The plan, worked out over a cup of tea, is that he’ll work a year or two on the management of the flock, taking a proportion of the profits as an incentive. That way he’ll be able to buy up to 50% of the stud and take over its management.
“It’ll be fine-tuned over the next year or two.”
Gordon says he had been in a quandary about what to do with his stud but believes Connor will be able to take it to the next stage.
“There are better ways of doing things,” he says.
Part of the almost 600ha was settled in 1874 by his grandfather and great uncle, which is now owned by his three daughters who won’t sell the farm. Nine hundred stud ewes are mated every year and an annual ram sale of 115-130 animals held. The records of the stud date back to the 1950s when Gordon designed his own card index system, however this has now been replaced with use of SIL recording.
There’s a commercial flock of 500 which begin lambing on August 25 with their offspring taken through to be sold as hoggets. As well as Gordon’s beloved Romneys, bred for worm and facial eczema resistance, there are also smaller studs of Suffolks, Southdowns and Suffolks crossed with Texels.

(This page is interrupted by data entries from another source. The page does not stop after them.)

PR #6686, opened 2018-10-19
Always render AddonsByAuthorsCard in user profile pages

### LINKED ISSUE #6309: No loading indicators when paging through user profile reviews

- Sign in
- Leave lots of reviews
- View your user profile
- Click *Next* to see the next page of your reviews

### What happened?

The page loads without loading indicators

<details>
<summary>Screencast</summary>

addons-frontend-profile-reviews mov

</details>

The page should show loading indicators otherwise it will be confusing on slower connections.

### LINKED ISSUE #6775: Always render AddonsByAuthorsCard

1. go to https://addons-dev.allizom.org/en-US/firefox/user/abine/
2. refresh
3. observe

### What happened?

The left card is rendered but the right side is empty. Then the right side starts to render some stuff, then it is fully loaded with the add-ons by the user.

Current state in -dev:

The full layout should be rendered in a "loading" state.

Expected state locally (hence the no-css render at the beginning):

willdurand:
Fixes #6775
~~:warning: depends on #6684~~

---

This PR changes the way we use the `AddonsByAuthorsCard` and adds a
better "loading" state to it. Now, we can render the component all the
time.

The `AddonsByAuthorsCard` is rendered with loading animations on first
render (from the server) and it does not shake.

### DIFF
--- a/src/amo/components/AddonsByAuthorsCard/index.js
+++ b/src/amo/components/AddonsByAuthorsCard/index.js
@@ -28,6 +28,7 @@ import {
 import { withErrorHandler } from 'core/errorHandler';
 import translate from 'core/i18n/translate';
 import { isTheme } from 'core/utils';
+import LoadingText from 'ui/components/LoadingText';
 import type { FetchAddonsByAuthorsParams } from 'amo/reducers/addonsByAuthors';
 import type { AppState } from 'amo/store';
 import type { ErrorHandlerType } from 'core/errorHandler';
@@ -40,8 +41,8 @@ import './styles.scss';
 
 type Props = {|
   addonType?: string,
-  authorDisplayName: string,
-  authorIds: Array<number>,
+  authorDisplayName: string | null,
+  authorIds: Array<number> | null,
   className?: string,
   errorHandler?: ErrorHandlerType,
   forAddonSlug?: string,
@@ -94,6 +95,10 @@ export class AddonsByAuthorsCardBase extends React.Component<InternalProps> {
       paginate,
     } = props;
 
+    if (!authorIds) {
+      return;
+    }
+
     this.dispatchFetchAddonsByAuthors({
       addonType,
       authorIds,
@@ -116,6 +121,10 @@ export class AddonsByAuthorsCardBase extends React.Component<InternalProps> {
       forAddonSlug: oldForAddonSlug,
       location: oldLocation,
     } = this.props;
+
+    if (!newAuthorIds) {
+      return;
+    }
 
     const newPage = paginate
       ? oldLocation.query[pageParam] !== newLocation.query[pageParam]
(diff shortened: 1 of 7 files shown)


src/amo/components/AddonsByAuthorsCard/index.js
```diff
@@ -359,25 +373,29 @@ export class AddonsByAuthorsCardBase extends React.Component<InternalProps> {
...
 
-  let addons = getAddonsForAuthorIds(
-    state.addonsByAuthors,
-    authorIds,
-    addonType,
-    forAddonSlug,
-  );
-  addons = addons ? addons.slice(0, numberOfAddons) : addons;
+  let addons = [];
+  let loading = true;
```
kumar303: When you set `loading` explicitly to `true` here, it is out of sync with the Redux state which seems wrong. Maybe the Redux state needs fixing instead? Or were you trying to show loading bars before it begins loading? If so, why?

willdurand: This component is used for secondary data only. I want it to have a "loading state" upon construction, so that it can always be rendered.

Currently, we need the `user` to render it, which means a condition to render/not render it. I want to always render it.

willdurand:
> I'm still not entirely sure what's going on with this patch. Maybe I need to see the STR of the bug you are fixing. Without your patch, I still see loading indicators when the page first loads -- they just don't appear until `FETCH_ADDONS_BY_AUTHORS` is dispatched but that seems correct.

Sorry for the confusion, I linked this PR to a new issue. I don't know why I mixed the previous issue and this fix.. context switching maybe or just me having my head in the clouds :)

I want the component to always be rendered on the server. If you look at the patch and `master` with the redux devtools, you'll see that the right side of the user profile is not rendered by the server.

src/amo/components/AddonsByAuthorsCard/index.js
```diff
@@ -359,25 +373,29 @@ export class AddonsByAuthorsCardBase extends React.Component<InternalProps> {
...
   const { addonType, authorIds, forAddonSlug, numberOfAddons } = ownProps;
 
-  let addons = getAddonsForAuthorIds(
-    state.addonsByAuthors,
-    authorIds,
-    addonType,
-    forAddonSlug,
-  );
-  addons = addons ? addons.slice(0, numberOfAddons) : addons;
+  let addons = [];
```
kumar303: I don't have a change request but I want to point out that initializing this to an empty array is risky. An empty array should be reserved for the case when the API returned an empty set. Before an API fetch has been made, the value should be `undefined` or `null`.

These issues will come to light when you try to make it [load](https://github.com/mozilla/addons-frontend/blob/0b6d7c48c5a13733833e5795925101ecfb57397e/src/amo/components/AddonsByAuthorsCard/index.js#L97) only once on the server in a future patch so I guess you could wait until then. Right now the selector and probably other things would need changes to support conditional loading.

src/amo/components/AddonsByAuthorsCard/index.js
```diff
@@ -359,25 +373,29 @@ export class AddonsByAuthorsCardBase extends React.Component<InternalProps> {
...
-    state.addonsByAuthors,
-    authorIds,
-    addonType,
-  );
+    loading = getLoadingForAuthorIds(
+      state.addonsByAuthors,
+      authorIds,
+      addonType,
+    );
+    loading = loading === null ? true : loading;
```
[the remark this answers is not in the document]
willdurand: Thank you for this patch ❤️

src/amo/components/AddonsByAuthorsCard/index.js
willdurand: Yep, good call. I'll change that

About 450 beef cattle are wintered.
“They’re mainly Hereford, Angus or crosses,” Connor says.
“There’s everything.”
After a cow on the farm had three sets of triplets in three calvings, semen from one of the bull calves has been used in the United States for research into cattle ovulation rates, creating work for a number of scientists which could continue for several years.
Gordon is also well known in farm forestry circles having planted trees for timber, erosion control and aesthetics for almost seven decades.

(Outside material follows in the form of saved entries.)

PR #6688, opened 2018-10-19
Store the versionId of the current version in addon

### LINKED ISSUE #6634: Store the versionId of the current version in addon
Depends on #6637 

**Edited**

While working on https://github.com/mozilla/addons-frontend/issues/6629 I realized that although we have a new `AddonVersionType` which represents an internal representation of a version, we're still storing a version with an `ExternalAddonVersionType` in `addon.current_version`, which complicates things when you want to be able to pass either a version or an add-on into a function.

Instead of this, we can just store the `versionId` of the current version in the add-on and use a selector to retrieve the current version when needed.

In order to avoid having to change a huge amount of code, I will introduce code to store the version id, but not remove the existing code for `current_version` yet. I will also update the versions reducer to make sure that we always store version details in response to an action that also loads add-ons. After that is complete we can start migrating individual components to access the version via a selector rather than via `addon.current_version`. Once everthing has been migrated we can remove the code for `current_version`.

bobsilverberg:
Fixes #6634 

This stores the `versionId` of the `current_version` in the `addon` object. It also updates the versions reducer so that every time an add-on is loaded we also load data for the add-on's `current_version` in the versions redux state.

Connor says the job is the perfect one for him.
“I was good and ready to leave university,” he says.
“I needed to get outside and away from a computer. Here farming keeps you thinking but you’re still in touch with science.”
Only two of his classmates have ended up in shepherding jobs with most going into dairying, rural banking or becoming fertiliser company reps.

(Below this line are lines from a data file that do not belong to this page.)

PR #6698, opened 2018-10-21
I5893 hide sort filter on collection creation

### LINKED ISSUE #5893: Sort add-on section is displayed on the Create a collection from
STR:

1. Log in to AMO -dev
2. Select View My Collections from the user menu
3. Click on Create a collection
4. Observe the fileds available in the create a collection form - https://addons.allizom.org/en-US/firefox/collections/add/

Actual result:
The Sort add-ons section is present, even if the collection doesn't have any add-ons included yet

Expected result:
The "Sort add-ons' section should be hidden in the create a collection form

Notes:
- reproduced on all AMO servers with FF61, Win10x64
- this was fixed once in https://github.com/mozilla/addons-frontend/issues/5628 but it might have been reintroduced at some point (maybe by https://github.com/mozilla/addons-frontend/pull/5676)
- this time, the section is present only in the create collection form, when the user is logged in

image

xu3u4:
Fixes #5893 
The sort filter should be hidden when creating a collection.

Before:
image

After:
image

### DIFF
--- a/tests/unit/amo/pages/TestCollection.js
+++ b/tests/unit/amo/pages/TestCollection.js
@@ -837,6 +837,7 @@ describe(__filename, () => {
     expect(wrapper.find('.Collection-wrapper')).toHaveLength(1);
     expect(wrapper.find(AddonsCard)).toHaveLength(0);
     expect(wrapper.find(CollectionDetailsCard)).toHaveProp('creating', true);
+    expect(wrapper.find(CollectionControls)).toHaveLength(0);
   });
 
   it('does not render the pagination when no add-ons in the collection', () => {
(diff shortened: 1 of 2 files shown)


tests/unit/amo/pages/TestCollection.js
```diff
@@ -771,6 +771,13 @@ describe(__filename, () => {
     });
   });
 
+  it('does not render a CollectionControls component when creating', () => {
+    const { store } = dispatchSignInActions();
+    const wrapper = renderComponent({ creating: true, store });
+
+    expect(wrapper.find(CollectionControls)).toHaveLength(0);
```
willdurand: I think you could move this assertion in the test case below (around L840)

`it('renders a create collection page', ...);`

xu3u4: Ok, thanks.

His partner, Sephrah Rayner, who he met at Lincoln University, is completing her PhD in soil science and has moved north to join him on the farm.
“It’s the first time we’ve had a doctor on the farm,” Gordon says.
Connor’s now training his three dogs, Speight, Pip and Rock, the latter a good swap for a box of beer after being picked on by other dogs. And off-farm he’s keen on duck shooting and the fishing variety of the Kaipara Harbour, Bay of Islands and Northland.
In September he’s set to take back the lease of his grandfather’s farm, running it while still working on Gordon’s farm.
“I’ll be doing dairy farmer’s hours, getting up 4am to go there before coming back here,” he says.
But he’s very much looking forward to the challenge.